_What is expected_:
Below are records; count the lines in them that hold "when" and give only the count.

====

PR #1402, opened 2024-05-29
Include error message in history item output

BrunoScheufler:
## Description

Currently, we do not properly enrich the history run item with errors included in the driver response. This causes step limit errors to vanish in the UI. This fix simply adds the error message to the history item output. Long-term, we should properly set and pass on the error code to be rendered nicely in the UI.

https://linear.app/inngest/issue/INN-3095/verify-that-errors-are-properly-set-when-interrupting-function-on

- [ ] Docs

## Checklist


pkg/execution/history/lifecycle.go
```diff
@@ -805,6 +805,12 @@ func applyResponse(
 		return nil
 	}
 
+	if resp.Error() != "" {
```
goodoldneon, line 808:
```suggestion
  // Only set the output to the response error string if there isn't already output. This prevents overriding errors in the user's function
	if resp.Output == nil && resp.Error() != "" {
```

tonyhb (approved):

goodoldneon (approved):

PR #1409, opened 2024-05-31
INN-3106: fix event stream pagination by using ulid as cursor

jacobheric:
## Description

Previously the dev server event stream gql fetch paginated by createdAt timestamp. This made any events beyond 40 (the ui page side) that shared the same timestamp impossible to view. 

Switched the fetch to use the ulid as a cursor instead so the user can properly page through all events.

## Motivation
User reported bug, they were not seeing events beyond 40. 

- [x ] Bug fix (non-breaking change that fixes an issue)
- [ ] Docs

## Checklist
- [x ] I've linked any associated issues to this PR.


goodoldneon:
Found a small bug where we keep fetching forever. As I scroll, it keeps loading a page of 1 with the same event in each. I realized that when I sent 20 events:
```
for i in {1..20}; do curl localhost:8288/e/foo -d '{"name": "foo"}'; done
```

And tried to scroll in the stream UI. The network tab repeatedly showed the same page size of 1 being returned

jacobheric:
> ```
> for i in {1..20}; do curl localhost:8288/e/foo -d '{"name": "foo"}'; done
> ```

Ok, I pushed the fix you found. Thanks for testing!

goodoldneon (approved):

PR #1418, opened 2024-06-04
Experiment with Turbo

djfarrelly:
## Description

Use Turbo pack and repo to run the Next.js dev server and build in production.

## Motivation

====

_Output_:
2